*** Opening Input material ***

PR #2817, opened 2026-02-11
Return `S_FALSE` on NULL output COMPtr in `D3D12GetInterface()`

MarijnS95:
The output pointer in `D3D12GetInterface()` is allowed to be `NULL` according to `_COM_Outptr_opt_`, which is useful in cases where the caller wants to check if a certain CLSID/IID is supported by the implementation (which returns a positive success code `S_FALSE` or `E_NOINTERFACE` when it is not available), without actually returning an owned interface object.

https://learn.microsoft.com/en-us/windows/win32/api/d3d12/nf-d3d12-d3d12getinterface

### DIFF
--- a/libs/d3d12core/main.c
+++ b/libs/d3d12core/main.c
@@ -1001,7 +1001,8 @@ static HRESULT d3d12core_D3D12GetInterface(REFCLSID rcslid, REFIID iid, void **d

*** Closing Input material ***

What the task requires - Give every entry once more, exactly as it reads.

Exercise answer -
PR #2817, opened 2026-02-11
Return `S_FALSE` on NULL output COMPtr in `D3D12GetInterface()`

MarijnS95:
The output pointer in `D3D12GetInterface()` is allowed to be `NULL` according to `_COM_Outptr_opt_`, which is useful in cases where the caller wants to check if a certain CLSID/IID is supported by the implementation (which returns a positive success code `S_FALSE` or `E_NOINTERFACE` when it is not available), without actually returning an owned interface object.

https://learn.microsoft.com/en-us/windows/win32/api/d3d12/nf-d3d12-d3d12getinterface

### DIFF
--- a/libs/d3d12core/main.c
+++ b/libs/d3d12core/main.c
@@ -1001,7 +1001,8 @@ static HRESULT d3d12core_D3D12GetInterface(REFCLSID rcslid, REFIID iid, void **d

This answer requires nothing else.